Scan the records for the string "unused", then copy each line that has it.

**Available data:**
+ + +
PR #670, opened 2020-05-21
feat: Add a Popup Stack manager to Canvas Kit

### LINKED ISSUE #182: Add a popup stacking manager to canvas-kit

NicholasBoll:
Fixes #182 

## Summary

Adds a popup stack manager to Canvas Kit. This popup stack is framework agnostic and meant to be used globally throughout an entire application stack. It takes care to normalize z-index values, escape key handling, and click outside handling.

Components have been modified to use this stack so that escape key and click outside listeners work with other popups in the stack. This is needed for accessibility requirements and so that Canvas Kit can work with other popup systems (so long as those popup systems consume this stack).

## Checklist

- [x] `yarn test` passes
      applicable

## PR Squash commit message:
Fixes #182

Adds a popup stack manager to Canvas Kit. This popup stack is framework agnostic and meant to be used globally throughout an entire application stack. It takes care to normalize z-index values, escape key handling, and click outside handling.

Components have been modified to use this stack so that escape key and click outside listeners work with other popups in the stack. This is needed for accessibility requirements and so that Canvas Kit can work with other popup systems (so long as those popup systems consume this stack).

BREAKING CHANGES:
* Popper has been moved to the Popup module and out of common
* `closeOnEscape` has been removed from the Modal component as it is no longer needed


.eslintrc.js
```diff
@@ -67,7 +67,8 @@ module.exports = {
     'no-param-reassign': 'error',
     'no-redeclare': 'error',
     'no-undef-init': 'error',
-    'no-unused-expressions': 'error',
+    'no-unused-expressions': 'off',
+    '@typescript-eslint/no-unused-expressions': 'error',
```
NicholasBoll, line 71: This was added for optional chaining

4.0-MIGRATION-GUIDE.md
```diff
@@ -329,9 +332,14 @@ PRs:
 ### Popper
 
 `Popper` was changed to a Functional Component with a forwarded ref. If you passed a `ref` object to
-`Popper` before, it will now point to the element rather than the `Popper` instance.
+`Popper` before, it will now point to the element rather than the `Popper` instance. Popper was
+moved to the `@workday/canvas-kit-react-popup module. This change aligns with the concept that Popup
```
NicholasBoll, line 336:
+ + +
**Expected output:**
-    'no-unused-expressions': 'error',
+    'no-unused-expressions': 'off',
+    '@typescript-eslint/no-unused-expressions': 'error',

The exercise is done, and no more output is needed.